In general inline getter/setter functions and other one liners. Then during performance tuning you can try inlining functions if you think you'll get a boost.
Your code as posted contains a couple oddities.
1) The math and output of your test functions are completely independent of the function parameters. If the compiler is smart enough to detect that those functions always return the same value, that might give it incentive to optimize them out entirely inline or not.
2) Your main function is calling test for both the inline and non-inline tests. If this is the actual code that you ran, then that would have a rather large role to play in why you saw the same results.
As others have suggested, you would do well to examine the actual assembly code generated by the compiler to determine that you're actually testing what you intended to.
Um, shouldn't
//============================ INLINE TEST ===================================//
for(unsigned int i = 0; i < maxUINT; ++i)
test(1.1,2.2,3.3);
be
//============================ INLINE TEST ===================================//
for(unsigned int i = 0; i < maxUINT; ++i)
inlineTest(1.1,2.2,3.3);
?
But if that was just a typo, would recommend that look at a dissassembler or reflector to see if the code is actually inline or still stack-ed.

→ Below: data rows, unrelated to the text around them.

PR #39, opened 2016-06-15
add PlayFormFieldEnum documentation

zeapo:
This information is missing from the readme, I had to look into the source code.


lloydmeta:
You're right, the documentation can definitely be improved and, thank you very much for this PR :)

PR #40, opened 2016-06-21
README.md : fix example with sealed abstract class

dm-tran:
Using `sealed abstract class State(override def entryName: String) extends EnumEntry`, as described in README.md, raises the following error : 

```
error: 'val' expected but 'def' found.
       sealed abstract class State(override def entryName: String) extends EnumEntry
                                            ^
```

Using `sealed abstract class State(override val entryName: String) extends EnumEntry` instead compiles.

### DIFF
--- a/README.md
+++ b/README.md
@@ -142,7 +142,7 @@ to manually override the `def entryName: String` method.
 
 import enumeratum._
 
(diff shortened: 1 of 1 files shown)


lloydmeta:
@dm-tran Sorry about this oversight. Thanks for submitting a fix !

If this test took 196 seconds for each loop, then you must not have turned optimizations on; with optimizations off, generally compilers don't inline anything.
With optimization on, however, the compiler is free to notice that your test function can be completely evaluated at compile time, and crush it down to "return [constant]" -- at which point, it may well decide to inline both functions since they're so trivial, and then notice that the loops are pointless since the function value is not used, and squash that out too! This is basically what I got when I tried it.
So either way, you're not testing what you thought you tested.
Function call overhead ain't what it used to be, compared to the overhead of blowing out the level-1 instruction cache, which is what aggressive inlining does to you. You can easily find reports online of gcc's -Os option (optimize for size) being a better default choice for large projects than -O2, and the big reason for that is that -O2 inlines a lot more aggressively. I would expect it is much the same with MSVC.
The only way I know of to guarantee a function is inline is to #define it
For example:
#define RADTODEG(x) ((x) * 57.29578)
That said, the only time I would bother with such a function would be in an embedded system. On a desktop/server the performance difference is negligible.
Run it in a debugger and have a look at the generated code to see if your function is always or never inlined. I think it's always a good idea to have a look at the assembler code when you want more knowledge about the optimization the compiler does.
Apologies for a small flame ...
Compilers think in assembly language. You should too. Whatever else you do, just step through the code at the assembler level. Then you'll know exactly what the compiler did.
Don't think of performance in absolute terms like "fast" or "slow". It's all relative, percentage-wise. The way software is made fast is by removing, in successive steps, things that take too large a percent of the time.
Here's the flame: If a compiler can do a pretty good job of inlining functions that clearly need it, and if it can do a really good job of managing registers, I think that's just what it should do. If it can do a reasonable job of unrolling loops that clearly could use it, I can live with that. If it's knocking itself out trying to outsmart me by removing function calls that I clearly wrote and intended to be called, or scrambling my code sanctimoniously trying to save a JMP when that JMP occupies 0.000001% of running time (the way Fortran does), I get annoyed, frankly.
There seems to be a notion in the compiler world that there's no such thing as an unhelpful optimization. No matter how smart the compiler is, real optimization is the programmer's job, and nobody else's.